A avó de Nhá Chica, uma africana trazida de Angola num navio
negreiro em 1725, ficou conhecida como Rosa de Benguela. Tratada torpemente aos
14 anos pelo seu "amo e senhor", como registrou em manuscrito, foi
vendida e levada do Rio para Minas, onde morou no Inficionado, a 12 km de
Mariana. Cativa na Fazenda Cata Preta, viveu 15 anos na prostituição. Aos 30,
doente, resolveu mudar de vida. Vendeu os poucos bens que tinha, distribuiu o
dinheiro aos pobres e começou a participar de ofícios e liturgias nas igrejas
da região. Sua filha Izabel Maria, a mãe de Nhá Chica, foi alforriada. Mulher
piedosa, pediu a Francisca que não se casasse para dedicar a vida à caridade.
Foi em Baependi, cidade de 18.307mil habitantes pelo Censo
de 2010, que Francisca cresceu e viveu numa casa de quatro cômodos até 1895,
quando morreu. Tinha 85 anos - ou 90, ou 82, segundo dados contraditórios dos
registros de nascimento e óbito. Ficou quatro dias insepulta, mas o corpo não
se decompôs. "Seu corpo não exalava mau cheiro, mas um suave perfume de
rosas", escreveu d. Diamantino Prata de Carvalho, bispo da Diocese de
Campanha, no livro de Rita Elisa.
Seis anos mais velho, Teotônio estudou e ocupou cargos
públicos de prestígio. Insistia para a irmã morar com ele, mas Nhá Chica sempre
recusou. Obediente à recomendação da mãe, vivia celibatária cultivando
verduras, frutas e flores e rezando muito. Com esmolas e ajuda do povo, mandou
construir uma capela que ficou conhecida como igreja de Nhá Chica.

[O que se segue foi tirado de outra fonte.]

PR #909, opened 2017-02-28
Fix Purchase Label Dialog cards not resizing to fill the width of the dialog on IE11

### LINKED ISSUE #906: Purchase Label dialog layout is not responsive in IE11
ie11-layout

DanReyLop:
Fixes #906

CSS `initial` value for properties isn't supported in IE. I've changed the `initial` usages for the default values (`0` for `min-width` and `none` for `max-width`), that's exactly equivalent but works in IE :)

To test:
* Open the Purchase Label UI in IE11 in a wide monitor.
* See that the steps take the whole available horizontal space.

### DIFF
--- a/assets/stylesheets/style.scss
+++ b/assets/stylesheets/style.scss
@@ -310,8 +310,8 @@
 
 	// WP style conflict resets
 	.card {
-		min-width: initial;
-		max-width: initial;
+		min-width: 0;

A menina nunca foi à escola. Viveu e morreu analfabeta.
Lamentava não poder ler a Bíblia, da qual decorava trechos e recitava de cor
nas orações. Rezava diante de uma pequena imagem da Imaculada Conceição,
retirando-se para junto dela no quarto, enquanto pessoas que recorriam às suas
preces aguardavam na sala.
A piedosa literatura que conta sua história registra casos
de premonição, curas, localização de parentes e animais, encaminhamento de
noivados e casamentos. "Sou apenas uma pobre analfabeta, mas rezo com fé,
peço a Deus e Ele me atende pelos méritos de sua Mãe santíssima", dizia.